PR #4599, opened 2023-08-10
✨ Frontend: Allow users to open the study home page of studies with unknown services

odeimaiz:
## What do these changes do?

This PR allows users to open the study home page of studies with unknown services. Also enables the menu button, so that they can delete it, download artifacts, check metadata... the Open button remains disabled.

OpenHomePage

Bonus:
- [x] Being tester is the only requirement for creating wallets


sanderegg (approved):
very cool thanks a lot!

GitHK (approved):
👍

Issue #4595, opened 2023-08-09
dynamic-sidecar pulls inputs while user-services are starting


GitHK:
So for some reason the dynamic-sidecar receives a request to pull the inputs before it starts the user services.
This causes an error an people are no longer able to pull inputs to that services.

--- 

# Normal behaviour:

- creations of the user services started
- user services (via internal docker boot scripts) change permissions and ownership of the inputs directory
- creations of the user services finishes
- dynamic-sidecar pulls the inputs (see **NOTE1**)
- **from this moment onwards:**
  - users have access to inputs they can only read them
  - the dynamic-sidecar will pull new ones if they change

# Error (see picture below):

- creations of the user services started
- dynamic-sidecar pulls the inputs `this is unexpected`
- user services (via internal docker boot scripts) change permissions and ownership of the inputs directory
- creations of the user services finishes
- dynamic-sidecar pulls the inputs (see **NOTE1**): raises `'[Errno 13] Permission denied: '/dy-volumes/home/smu/work/inputs/input_1/output.json'`
- **from this moment onwards:**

• _Activity_
Exactly and without omission, set down every entry.

• _Solution to the problem_
PR #4599, opened 2023-08-10
✨ Frontend: Allow users to open the study home page of studies with unknown services

odeimaiz:
## What do these changes do?

This PR allows users to open the study home page of studies with unknown services. Also enables the menu button, so that they can delete it, download artifacts, check metadata... the Open button remains disabled.

OpenHomePage

Bonus:
- [x] Being tester is the only requirement for creating wallets


sanderegg (approved):
very cool thanks a lot!

GitHK (approved):
👍

Issue #4595, opened 2023-08-09
dynamic-sidecar pulls inputs while user-services are starting


GitHK:
So for some reason the dynamic-sidecar receives a request to pull the inputs before it starts the user services.
This causes an error an people are no longer able to pull inputs to that services.

--- 

# Normal behaviour:

- creations of the user services started
- user services (via internal docker boot scripts) change permissions and ownership of the inputs directory
- creations of the user services finishes
- dynamic-sidecar pulls the inputs (see **NOTE1**)
- **from this moment onwards:**
  - users have access to inputs they can only read them
  - the dynamic-sidecar will pull new ones if they change

# Error (see picture below):

- creations of the user services started
- dynamic-sidecar pulls the inputs `this is unexpected`
- user services (via internal docker boot scripts) change permissions and ownership of the inputs directory
- creations of the user services finishes
- dynamic-sidecar pulls the inputs (see **NOTE1**): raises `'[Errno 13] Permission denied: '/dy-volumes/home/smu/work/inputs/input_1/output.json'`
- **from this moment onwards:**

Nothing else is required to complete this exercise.